Zweitens müssen wir beim Schutz der Biodiversität neue Ansätze verfolgen, die über marktorientierte Instrumente, Kosten-Nutzen-Ansätze und Schutzgebiete, die den Menschen getrennt von der Natur betrachten, hinausgehen. Schutzstrategien sollten die Rolle indigener Gruppen und lokaler Gemeinschaften anerkennen und jene Akteur*innen unterstützen, die seit Jahrhunderten zur Erhaltung der biologischen Vielfalt beitragen. Ein bedingungsloses Grundeinkommen für den Naturschutz ist hier ein vielversprechendes Instrument. Es würde Menschen zugutekommen, die in Gebieten leben, in denen dem Erhalt der Biodiversität eine große Rolle zukommt. Die Zahlungen würden die Grundbedürfnisse indigener Gruppen und lokaler Gemeinschaften (IPLC) decken. Sie können außerdem als eine Form der „Wiedergutmachung“ für IPLCs angesehen werden, da sie im Zuge der Einrichtung neuer Schutzgebiete häufig von ihrem traditionellen Land vertrieben wurden.

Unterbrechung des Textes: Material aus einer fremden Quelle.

PR #1027, opened 2025-02-06
MGMT-19421: phase 1 of replacing the refference HighAvailabilityMode with ControlPlaneCount

andrej1991:
phase 1 of replacing the refference HighAvailabilityMode with ControlPlaneCount
in the first stage it still accepst --high-availability-mode as a command line argument, but it is being converted to ControlPlaneCount in the following maner:
- ControlPlaneCount is being set to 3 if --high-availability-mode is set to full
- ControlPlaneCount is being set ot 1 if --high-availability-mode is set to none
After the phase 1 of assisted-installer-agent is being merged --high-availability-mode will be fully removed from the valid parameters.

### DIFF
--- a/deploy/assisted-installer-controller/assisted-installer-controller-cm.yaml.template
+++ b/deploy/assisted-installer-controller/assisted-installer-controller-cm.yaml.template
@@ -11,5 +11,5 @@ data:
   skip-cert-verification: '{{.SkipCertVerification}}'
   ca-cert-path: '{{.CACertPath}}'
   check-cluster-version: '{{.CheckCVO}}'
-  control-plane-count: {{.HaMode}}
+  control-plane-count: '{{.ControlPlaneCount}}'
   must-gather-image: '{{.MustGatherImage}}'
--- a/deploy/assisted-installer-controller/assisted-installer-controller-cm.yaml.template
+++ b/deploy/assisted-installer-controller/assisted-installer-controller-cm.yaml.template
@@ -11,5 +11,5 @@ data:
   skip-cert-verification: '{{.SkipCertVerification}}'
   ca-cert-path: '{{.CACertPath}}'
   check-cluster-version: '{{.CheckCVO}}'
-  high-availability-mode: {{.HaMode}}
+  control-plane-count: {{.HaMode}}
   must-gather-image: '{{.MustGatherImage}}'
--- a/src/assisted_installer_controller/assisted_installer_controller.go
+++ b/src/assisted_installer_controller/assisted_installer_controller.go
@@ -91,6 +91,7 @@ type ControllerConfig struct {
 	Namespace               string `envconfig:"NAMESPACE" required:"false" default:"assisted-installer"`
 	OpenshiftVersion        string `envconfig:"OPENSHIFT_VERSION" required:"true"`
 	HighAvailabilityMode    string `envconfig:"HIGH_AVAILABILITY_MODE" required:"false" default:"Full"`
+	ControlPlainCount       int
 	WaitForClusterVersion   bool   `envconfig:"CHECK_CLUSTER_VERSION" required:"false" default:"false"`
 	MustGatherImage         string `envconfig:"MUST_GATHER_IMAGE" required:"false" default:""`
 	DryRunEnabled           bool   `envconfig:"DRY_ENABLE" required:"false" default:"false"`
@@ -1255,7 +1256,7 @@ func (c *controller) logHostResolvConf() {
 // It will patch router to add access logs
 // It will run http router health check to see if router is healthy on host network
 func (c *controller) logRouterStatus() {
-	if !c.status.HasError() || c.HighAvailabilityMode != models.ClusterHighAvailabilityModeNone {
+	if !c.status.HasError() || c.HighAvailabilityMode != models.ClusterHighAvailabilityModeNone || c.ControlPlainCount > 1 {
 		return
 	}
 	c.log.Infof("Start checking router status")
--- a/src/assisted_installer_controller/assisted_installer_controller.go
+++ b/src/assisted_installer_controller/assisted_installer_controller.go
@@ -90,7 +90,6 @@ type ControllerConfig struct {
 	CACertPath              string `envconfig:"CA_CERT_PATH" required:"false" default:""`
 	Namespace               string `envconfig:"NAMESPACE" required:"false" default:"assisted-installer"`
 	OpenshiftVersion        string `envconfig:"OPENSHIFT_VERSION" required:"true"`
-	HighAvailabilityMode    string `envconfig:"HIGH_AVAILABILITY_MODE" required:"false" default:"Full"`
 	ControlPlainCount       int
 	WaitForClusterVersion   bool   `envconfig:"CHECK_CLUSTER_VERSION" required:"false" default:"false"`
 	MustGatherImage         string `envconfig:"MUST_GATHER_IMAGE" required:"false" default:""`
@@ -1256,7 +1255,7 @@ func (c *controller) logHostResolvConf() {
 // It will patch router to add access logs
 // It will run http router health check to see if router is healthy on host network
 func (c *controller) logRouterStatus() {
-	if !c.status.HasError() || c.HighAvailabilityMode != models.ClusterHighAvailabilityModeNone || c.ControlPlainCount > 1 {
+	if !c.status.HasError() || c.ControlPlainCount != 1 {
 		return
 	}
 	c.log.Infof("Start checking router status")
--- a/src/assisted_installer_controller/assisted_installer_controller.go
+++ b/src/assisted_installer_controller/assisted_installer_controller.go
@@ -90,7 +90,7 @@ type ControllerConfig struct {
 	CACertPath              string `envconfig:"CA_CERT_PATH" required:"false" default:""`
 	Namespace               string `envconfig:"NAMESPACE" required:"false" default:"assisted-installer"`
 	OpenshiftVersion        string `envconfig:"OPENSHIFT_VERSION" required:"true"`
-	ControlPlainCount       int
+	ControlPlaneCount       int    `envconfig:"CONTROL_PLANE_COUNT" required:"false" default:"3"`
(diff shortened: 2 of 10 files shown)


andrej1991:
@danmanor

src/assisted_installer_controller/assisted_installer_controller.go
```diff
@@ -90,7 +90,7 @@ type ControllerConfig struct {
 	CACertPath              string `envconfig:"CA_CERT_PATH" required:"false" default:""`
 	Namespace               string `envconfig:"NAMESPACE" required:"false" default:"assisted-installer"`
 	OpenshiftVersion        string `envconfig:"OPENSHIFT_VERSION" required:"true"`
-	HighAvailabilityMode    string `envconfig:"HIGH_AVAILABILITY_MODE" required:"false" default:"Full"`
+	ControlPlainCount       int
```
pastequo, line 93: nit: ControlPlaneCount ?

What about adding an `envconfig` and `required` to be consistent ?

src/assisted_installer_controller/assisted_installer_controller_test.go
```diff
@@ -1701,15 +1701,15 @@ var _ = Describe("installer HostRoleMaster role", func() {
 		})
 
 		It("Validate router check will not run with no error", func() {
-			assistedController.HighAvailabilityMode = models.ClusterHighAvailabilityModeNone
+			assistedController.ControlPlainCount = 1
```
pastequo, line 1704: same nit as above for this file

src/assisted_installer_controller/assisted_installer_controller.go
pastequo: If the e2e are ok with the typo, does it mean that we lack some coverage somewhere ?

src/config/config.go
```diff
@@ -85,6 +85,7 @@ func (c *Config) ProcessArgs(args []string) {
 	var installerArgs string
 	flagSet.StringVar(&installerArgs, "installer-args", "", "JSON array of additional coreos-installer arguments")
 	h := flagSet.Bool("help", false, "Help message")
+	highAvailability := flagSet.String("high-availability-mode", "", "valid values: full/none")
```
pastequo, line 88: We are keeping this to be compatible while doing the migration ? What about adding a deprecation notice ?

src/ops/ops.go
```diff
@@ -491,7 +489,7 @@ func (o *ops) renderControllerPod() error {
 		params["ServiceIPs"] = strings.Split(o.installerConfig.ServiceIPs, ",")
 	}
 
-	if o.installerConfig.HighAvailabilityMode == models.ClusterHighAvailabilityModeNone {
+	if o.installerConfig.ControlPlaneCount == 1 {
```
pastequo, line 492: out of curiosity, is it the long term plan ? Or could we have a cluster that is not a SNO with 1 node control plane & several node workers ?

src/assisted_installer_controller/assisted_installer_controller_test.go
andrej1991: fixed

src/assisted_installer_controller/assisted_installer_controller.go
andrej1991: the test which should test it had the same typo

src/ops/ops.go
andrej1991: I'm not sure about it, currently the web GUI does not allow such deployment

deploy/assisted-installer-controller/assisted-installer-controller-cm.yaml.template
```diff
@@ -11,5 +11,5 @@ data:
   skip-cert-verification: '{{.SkipCertVerification}}'
   ca-cert-path: '{{.CACertPath}}'
   check-cluster-version: '{{.CheckCVO}}'
-  high-availability-mode: {{.HaMode}}
+  control-plane-count: '{{.ControllerCount}}'
```
danmanor, line 14: Lets name this `ControlPlaneCount` like everywhere else

src/config/config.go
```diff
@@ -73,7 +73,7 @@ func (c *Config) ProcessArgs(args []string) {
 	flagSet.StringVar(&c.HTTPSProxy, "https-proxy", "", "A proxy URL to use for creating HTTPS connections outside the cluster")
 	flagSet.StringVar(&c.NoProxy, "no-proxy", "", "A comma-separated list of destination domain names, domains, IP addresses, or other network CIDRs to exclude proxying")
 	flagSet.StringVar(&c.ServiceIPs, "service-ips", "", "All IPs of assisted service node")
-	flagSet.StringVar(&c.HighAvailabilityMode, "high-availability-mode", "", "high-availability expectations, \"Full\" which represents the behavior in a \"normal\" cluster. Use 'None' for single-node deployment. Leave this value as \"\" for workers as we do not care about HA mode for workers.")
+	flagSet.IntVar(&c.ControlPlaneCount, "control-plane-count", 0, "The number of controller nodes in the cluster")
```
danmanor, line 76: Lets change to `The number of control plane nodes in the cluster`

src/config/config.go
```diff
@@ -85,6 +85,7 @@ func (c *Config) ProcessArgs(args []string) {
 	var installerArgs string
 	flagSet.StringVar(&installerArgs, "installer-args", "", "JSON array of additional coreos-installer arguments")
 	h := flagSet.Bool("help", false, "Help message")
+	highAvailability := flagSet.String("high-availability-mode", "", "WARNING: this parameter will be shortly deprecated! valid values: full/none")
```
danmanor, line 88: Lets keep it as is for now

```
flagSet.StringVar(&c.HighAvailabilityMode, "high-availability-mode", "", "high-availability expectations, \"Full\" which represents the behavior in a \"normal\" cluster. Use 'None' for single-node deployment. Leave this value as \"\" for workers as we do not care about HA mode for workers.")
```

src/config/config.go
```diff
@@ -123,6 +124,15 @@ func (c *Config) ProcessArgs(args []string) {
 		utils.SetNoProxyEnv(c.NoProxy)
 	}
 
+	if highAvailability != nil && *highAvailability != "" {
```
danmanor, line 127: I guess once you will use `flagSet.StringVar` you won't need the nil check ? also you will have "" default so yo will not need the `if` at all

danmanor (changes requested):

deploy/assisted-installer-controller/assisted-installer-controller-cm.yaml.template
```diff
@@ -11,5 +11,5 @@ data:
   skip-cert-verification: '{{.SkipCertVerification}}'
   ca-cert-path: '{{.CACertPath}}'
   check-cluster-version: '{{.CheckCVO}}'
-  high-availability-mode: {{.HaMode}}
+  control-plane-count: '{{.ControlPlaneCount}}'
```
danmanor, line 14: What should `ControlPlaneCount` match ?

andrej1991: I guess it should match https://github.com/andrej1991/assisted-installer/blob/MGMT-19421-phase-1/src/ops/ops.go#L462

src/config/config.go
```diff
@@ -82,9 +82,10 @@ func (c *Config) ProcessArgs(args []string) {
 	flagSet.BoolVar(&c.NotifyNumReboots, "notify-num-reboots", false, "indicate number of reboots should be notified as event")
 	flagSet.StringVar(&c.CoreosImage, "coreos-image", "", "CoreOS image to install to the existing root")
 
-	var installerArgs string
+	var highAvailability, installerArgs string
 	flagSet.StringVar(&installerArgs, "installer-args", "", "JSON array of additional coreos-installer arguments")
 	h := flagSet.Bool("help", false, "Help message")
+	flagSet.StringVar(&highAvailability, "high-availability-mode", "", "high-availability expectations, \"Full\" which represents the behavior in a \"normal\" cluster. Use 'None' for single-node deployment. Leave this value as \"\" for workers as we do not care about HA mode for workers.")
```
danmanor, line 88: NIT - Probably best just keep 

```
flagSet.StringVar(&c.HighAvailabilityMode, "high-availability-mode", "", "high-availability expectations, \"Full\" which represents the behavior in a \"normal\" cluster. Use 'None' for single-node deployment. Leave this value as \"\" for workers as we do not care about HA mode for workers.")
```

as it is, in effort to avoid creating unnecessary diff that can cause confusion along the way

src/config/config.go
```diff
@@ -82,9 +82,10 @@ func (c *Config) ProcessArgs(args []string) {
 	flagSet.BoolVar(&c.NotifyNumReboots, "notify-num-reboots", false, "indicate number of reboots should be notified as event")
 	flagSet.StringVar(&c.CoreosImage, "coreos-image", "", "CoreOS image to install to the existing root")
 
-	var installerArgs string
+	var highAvailability, installerArgs string
```
danmanor, line 85: See comment below, then this is redundant

src/config/config.go
```diff
@@ -73,7 +73,7 @@ func (c *Config) ProcessArgs(args []string) {
 	flagSet.StringVar(&c.HTTPSProxy, "https-proxy", "", "A proxy URL to use for creating HTTPS connections outside the cluster")
 	flagSet.StringVar(&c.NoProxy, "no-proxy", "", "A comma-separated list of destination domain names, domains, IP addresses, or other network CIDRs to exclude proxying")
 	flagSet.StringVar(&c.ServiceIPs, "service-ips", "", "All IPs of assisted service node")
-	flagSet.StringVar(&c.HighAvailabilityMode, "high-availability-mode", "", "high-availability expectations, \"Full\" which represents the behavior in a \"normal\" cluster. Use 'None' for single-node deployment. Leave this value as \"\" for workers as we do not care about HA mode for workers.")
```
danmanor, line 76: See comment below, we want to avoid this removal / addition diff

danmanor (commented):
Looks good !

danmanor (approved):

Der (grüne) Kapitalismus wird die biologische Vielfalt nicht retten!

Bonn, 5. Dezember 2022. Vom 7. bis zum 19. Dezember 2022 wird die 15. Vertragsstaatenkonferenz (COP) des Übereinkommens über die biologische Vielfalt (CBD) im kanadischen Montreal unter dem Vorsitz von China stattfinden. Trotz der schwierigen geopolitischen Weltlage wird erwartet, dass sich die Regierungen auf ein neues „globales Rahmenabkommen für Biodiversität“ (GBF) einigen werden. Viele Beobachter*innen hoffen auf eine bahnbrechende Vereinbarung zum Schutz der biologischen Vielfalt. Manche sprechen gar von der „letzten Chance für die Natur“.

Der aktuelle Entwurf des GBF steht ganz im Zeichen der Agenda 2030 und des Pariser Abkommens, fordert er doch einen Wandel in den „Beziehungen der Gesellschaften zur biologischen Vielfalt“. Die zugehörige Erklärung von Kunming, die auf der ersten Sitzung der COP15 im Oktober 2021 in China verabschiedet wurde, betont die Notwendigkeit eines „transformativen Wandels in allen Wirtschaftssektoren und allen Teilen der Gesellschaft“ und die „Sicherstellung von Nachhaltigkeit in Produktion und Konsum“. Es scheint, dass Regierungen zunehmend anerkennen, was Wissenschaftler*innen und Umweltaktivist*innen schon seit Jahrzehnten fordern: Wir müssen aus nicht nachhaltigen Formen der Produktion und des Konsums aussteigen.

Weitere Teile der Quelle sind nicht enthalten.